C'est ce que vous avez déclaré aux policiers lors de votre déposition ?
Oui.
Si l'on s'en tient à ce que vous dîtes, ce coup de feu n'a atteint personne.
Effectivement. C'est pour cette raison que j'ai vraiment été surpris quand j'ai entendu ensuite parler d'homicide. Selon moi, il n'est même pas question de légitime défense parce que son tir n'a touché personne.
Pourtant, les premiers éléments de l'enquête laissent à penser que ce coup de feu a atteint mortellement une personne et blessé une autre. Qu'en pensez-vous ?
Je ne sais pas comment cette balle a pu tuer un supporter et encore moins toucher deux personnes successivement.

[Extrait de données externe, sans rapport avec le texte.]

PR #1855, opened 2025-03-30
Replace deprecated `centerAlignedTopAppBarColors` with `topAppBarColors`

SimonMarquis:
from a recent material3 update: https://developer.android.com/jetpack/androidx/releases/compose-material3#1.4.0-alpha06


alexvanyo (approved):
Thanks for the fix!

L'avez-vous vu ou entendu tirer ?
Oui, j'ai vu le coup partir. J'étais à l'extérieur du restaurant, je le répète, un mètre derrière lui.
Confirmez-vous qu'il n'y a eu qu'une seule détonation ?
Oui, j'en suis sûr et certain.
Que se passe-t-il ensuite ?
A ce moment-là, je le tire à l'intérieur du McDonald's. On entre par la porte de gauche. Les supporters restent à l'extérieur et donnent des coups de pied contre les vitres. Celles-ci se fissurent et éclatent.
Que faîtes-vous ? Etes-vous toujours avec le policier ?
Non. Lui se dirige vers les caisses et moi vers les toilettes où je rejoins une vingtaine de clients.
Combien de temps restez-vous dans les toilettes ?
Je suis enfermé une bonne dizaine de minutes. Nous essayons de sortir une première fois mais les CRS nous l'interdisent. On entend des éclats de verre, des voix de CRS qui s'échangent des informations. A la seconde tentative, je réussis à sortir par une fenêtre.
" DANS MON ESPRIT, IL N'Y A PAS DE VICTIME "
En sortant, avez-vous vu un ou des blessés ?
Non. Je pars par la gauche et je remonte l'avenue de Versailles. Dans mon esprit, il n'y a pas de victime. Les policiers n'ont donc pas besoin de moi. Il y a une centaine de témoins sur les lieux et je n'ai plus qu'une hâte : quitter les lieux au plus vite et rejoindre mes amis. On a marché quelques centaines de mètres et on a pris un taxi près de la station de métro Exelmans.
Dans quelle direction êtes-vous parti ?
On a rejoint le quartier Opéra, là où j'avais garé ma voiture avant le match et je suis rentré chez moi. C'est seulement en allumant la radio que j'apprends qu'il y a un mort place de la Porte de Saint-Cloud. Je prends alors conscience de la gravité de la situation.
C'est la raison pour laquelle vous décidez d'appeler la police ?
Tout à fait.
A quelle heure ?
Vers trois, quatre heures du matin. Ils envoient une brigade du 16e arrondissement pour recueillir mon témoignage. Je fais ma déposition à " la police des polices ", près de la gare de Lyon.
Avez-vous été à nouveau en contact avec la police ?
Absolument pas.
A qui pensez-vous en ce moment ?
J'admire profondément le courage du policier qui m'a porté secours. Et je ne peux pas m'empêcher de penser aux familles des deux victimes. J'ai 21 ans, quasiment le même âge que le jeune homme qui est décédé.